Normal ranking algorithms try to estimate the single best value for this quality metric. Neufeld suggests that this value should be sampled from a beta distribution which models the probability that a user would mark the comment positively given that they have marked the comment at all. To present comments to a user, the metric would be sampled independently for each comment and the comments would be sorted according to the resulting scores. Different presentations would necessarily result in different orders, but as users mark comments positively or negatively, the order should converge to one where the comments presented near the top of the list have the highest probability of being marked positively.

One very nice thing about this approach is that it doesn't waste any cycles on determining the ranking of low quality comments. Once the quality of these comments has been determined to be relatively lower than the best columns, no more learning need be done with those comments. This accelerates learning of the ranking of the best options dramatically.

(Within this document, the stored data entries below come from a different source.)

PR #6760, opened 2018-08-05
Dev dependencies

ahuth:
Probably doesn't matter much, but the following packages were listed under regular dependencies, instead of dev dependencies:

- enzyme-adapter-react-16
- eslint-plugin-import

This PR moves them to the dev dependencies list, which is where I would expect them..


jasonLaster:
Yep! loving these little dev ux changes

ahuth:
Thanks!

PR #60484, opened 2022-08-27
power_draw in energy

Hirmuolio:
#### Summary
Infrastructure "power_draw in energy"

#### Purpose of change

Work towards units::energy based batteries.

#### Describe the solution

Currently power_draw is integer number of mW.
Use units::energy (per second) for it instead.

Create units::power and use that. But that would always be converted to units::energy when used so it wouldn't help much.
If someone made system so that in code units::energy/time_duration=units::power then units::power could be used without making code unnecessarily complicated.

#### Testing

Tests pass.
Heavy duty flashlight consumes about same amount of energy before and after when left on for 6 hours.

### DIFF
--- a/src/item.cpp
+++ b/src/item.cpp
@@ -13265,7 +13265,8 @@ bool item::process_tool( Character *carrier, const tripoint &pos )
         // kJ (battery unit) per second
         energy = units::to_kilojoule( type->tool->power_draw );
         // energy_bat remainder results in chance at additional charge/discharge
-        energy += x_in_y( units::to_millijoule( type->tool->power_draw ) % 1000000, 1000000 ) ? 1 : 0;
+        const int kj_in_mj = units::to_millijoule( 1_kJ );
+        energy += x_in_y( units::to_millijoule( type->tool->power_draw ) % kj_in_mj, kj_in_mj ) ? 1 : 0;
     }
 
     if( energy > 0 ) {


dseguin (approved):

src/item.cpp
```diff
@@ -13261,11 +13261,11 @@ bool item::process_tool( Character *carrier, const tripoint &pos )
...
         energy = std::max( ammo_required(), 1 );
-    } else if( type->tool->power_draw > 0 ) {
-        // power_draw in mW / 1000000 to give kJ (battery unit) per second
-        energy = type->tool->power_draw / 1000000;
+    } else if( type->tool->power_draw > 0_J ) {
+        // kJ (battery unit) per second
+        energy = units::to_kilojoule( type->tool->power_draw );
         // energy_bat remainder results in chance at additional charge/discharge
-        energy += x_in_y( type->tool->power_draw % 1000000, 1000000 ) ? 1 : 0;
+        energy += x_in_y( units::to_millijoule( type->tool->power_draw ) % 1000000, 1000000 ) ? 1 : 0;
```
anothersimulacrum, line 13268:
```suggestion
        const int mj_in_kj = units::to_millijoule( 1_kJ );
        energy += x_in_y( units::to_millijoule( type->tool->power_draw ) % mj_in_kj, mj_in_kj ) ? 1 : 0;
```

anothersimulacrum (approved):

PR #60490, opened 2022-08-27
[Xedra Evolved] Fix eater spells deal damage to player

GuardianDll:
#### Summary
None

#### Purpose of change

`"energy_source": "HP"` consume little amount of HP even when `"base_energy_cost": 0`

#### Describe the solution

delete `"energy_source": "HP"` at all
also delete `"final_energy_cost": 0`, because it equal `base_energy_cost` by default

#### Testing

Now i can eat dreamross and not bite my ~~tongue~~ torso each time (also no need to pick a body part each cast)


Maleclypse (approved):
Thanks for catching that!

PR #60496, opened 2022-08-27
Place explosive slug in the obsolete.json for lack of purpose.

### LINKED ISSUE #60437: Explosive slugs do shit all
### Describe the bug

Fired explosive slugs seem to have little to no effect on terrain, target, etc. The damage appears to calculate as ~10 damage rolled against every limb individually, but interacts with armor values and falls off dramatically with distance. The result is a projectile that underperforms severely compared to even 00 shot, which is unusual given the rarity of the explosive slug.

### Steps to reproduce

Load an explosive slug into a Mossberg 500.
Shoot an enemy.
Cry because the explosive slug does hardly anything.

### Expected behavior

Whatever gets hit with the slug is vaporized into a fine mist, along with everything else in a 10-foot radius.

### Screenshots

image
This is a fresh character wearing a set of plate armor with no helmet and shooting the wall directly in front of himself with explosive slugs. You can clearly see that his unprotected head is only taking 5-10 damage per refreshing blast of explosive breeze, while his armored limbs are completely unharmed.

Game version: 0.F-9d29e93-Tiles, Build 2022-08-25-0113
Default mods only

### Additional context

_No response_

Marcos6226:
#### Summary
Balance "Place explosive slug in the obsolete.json, as currently it has no purpose."

#### Purpose of change
Closes #60437 

Check #60437 for full details, but basically the explosive slugs are not realistic, and for lack of information and technical problems, it was suggested to simply remove them until we have the possibility to implement them again.

#### Describe the solution
I simply moved it to `/items/obsolete.json` and `/json/obsolete.json` until we can implement it in a better way than it's currently.

Leaving them alone and not bothering about it being anything other than a shotgun-fired firework.

#### Testing
Didn't throw any errors so should be good.

#### Additional context
If you disagree, please express your thoughts in the comments section.

### DIFF
--- a/data/json/obsolete.json
+++ b/data/json/obsolete.json
@@ -735,5 +735,16 @@
     "volume": "10000 ml",
     "bashing": 10,
     "to_hit": -5
+  },
+  {
+    "type": "uncraft",
+    "activity_level": "MODERATE_EXERCISE",
+    "result": "shot_he",
+    "skill_used": "gun",
+    "difficulty": 5,
+    "time": "50 s",
+    "//": "A little more carefully...",
+    "qualities": [ { "id": "PULL", "level": 1 } ],
+    "components": [ [ [ "shot_hull", 1 ] ], [ [ "shotgun_primer", 1 ] ], [ [ "gunpowder_shotgun", 8 ] ], [ [ "chem_rdx", 1 ] ] ]
   }
 ]


kevingranade:
"Lack of purpose" is not a reason for obsoletion.

Marcos6226:
> "Lack of purpose" is not a reason for obsoletion.

For future reference, could you please tell me what are some valid reasons for obsoletion? This way, myself and others don't repeat the same mistake. Thanks.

This idea is interesting enough that I built a quick implementation which you can find on github.  The main sample code there invents several hundred "comments" each with a uniformly sampled probability of getting a positive rating.  The ideal behavior for ordering the comments would be to put the comment with the highest probability of getting a positive rating first and the one with the lowest probability last.  The way that the program proceeds is that it picks a pageful of twenty comments to show and then proceeds to generate ratings for each of the comments on that page according to the underlying probability associated with the items displayed.  The process of generating pages of comments to show and applying feedback is repeated and performance is measured.

Here are some results of running the program.  Here we have 200 total comments, of which 20 are shown on the page that defines which comments are rated.  Precision is measured here to determine how many of the best 10 comments are shown on the page.  As can be seen, the system shows immediate improvement as ratings are collected.  The performance rises from the initially random 10% precision and passes 50% after 30 pages of ratings.

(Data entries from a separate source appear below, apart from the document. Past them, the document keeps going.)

PR #60500, opened 2022-08-27
Add looks_like to Freezer, Glass Fridge, Combo Oven

ANickelN:
#### Summary
Interface "Add looks_like to Freezer, Glass Fridge, Combo Oven"

#### Purpose of change

Noticed that the recent addition of the combo oven/microwave did not have a proper sprite yet, decided they were similar enough to the regular oven to warrant a looks_like.  Did the same with the glass fridge and the freezer looking like a fridge for any tilesets that were missing those.

#### Describe the solution

Add necessary lines of JSON.

None

#### Testing

cataclysm-tiles_gdYFTiZyvJ


Maleclypse:
I had decided not to add the looks_like since the combo_oven doesn't contain fire.  But I'll keep an eye out for issues of people setting fires on it and burning down houses on accident if so remove the looks_like.

ANickelN:
> I had decided not to add the looks_like since the combo_oven doesn't contain fire. But I'll keep an eye out for issues of people setting fires on it and burning down houses on accident if so remove the looks_like.

This is a separate thing, but why isn't the gas oven able to "fire_container" if the standard electric oven is?  This seems like a strange inconsistency, even if the justification is supposed to be "it could be dangerous".  Just have them both work the same way, as I don't really see a real reason to justify having them separated.

Maleclypse:
> > I had decided not to add the looks_like since the combo_oven doesn't contain fire. But I'll keep an eye out for issues of people setting fires on it and burning down houses on accident if so remove the looks_like.
> 
> This is a separate thing, but why isn't the gas oven able to "fire_container" if the standard electric oven is? This seems like a strange inconsistency, even if the justification is supposed to be "it could be dangerous". Just have them both work the same way, as I don't really see a real reason to justify separating them in such a way.

I was living in New England when a gas line blew up a whole neighborhood a few towns over.  So that's the inspiration.  This was only a couple years back.

ANickelN:
> > > I had decided not to add the looks_like since the combo_oven doesn't contain fire. But I'll keep an eye out for issues of people setting fires on it and burning down houses on accident if so remove the looks_like.
> > 
> > 
> > This is a separate thing, but why isn't the gas oven able to "fire_container" if the standard electric oven is? This seems like a strange inconsistency, even if the justification is supposed to be "it could be dangerous". Just have them both work the same way, as I don't really see a real reason to justify separating them in such a way.
> 
> I was living in New England when a gas line issue blew up a whole neighborhood a few towns over. So that's the inspiration. This was only a couple years back.
This isn't really the proper place to discuss this point anyways, I can open an issue about it and can be discussed there.  The fridges and freezers being look_like seems good?

Maleclypse (approved):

As James demonstrated in his article and as others have demonstrated elsewhere, this class of algorithm is very effective for this sort of bandit problem.  What is much less well known is how easily you can build a system like this.

### Try it yourself

To run this code, you will need git, maven and java 1.7.  To download the source code and compile the system, do this

$git clone git://github.com/tdunning/bandit-ranking.git$ cd bandit-ranking
$mvn package This will download all dependencies of the code, compile the code and run some tests. To run the test program, do this$ java -jar target/bandit-ranking-*-with-dependencies.jar

The output is a thousand lines of numbers that you can drop into R, OmniGraphSketcher or even Excel to produce a plot like the one above.

### Quick code dissection

In the main program for this demo, a BetaBayesFactory is used to construct several BayesianBandit objects (for average results later).  This pattern can be used with other kinds of bandit factories.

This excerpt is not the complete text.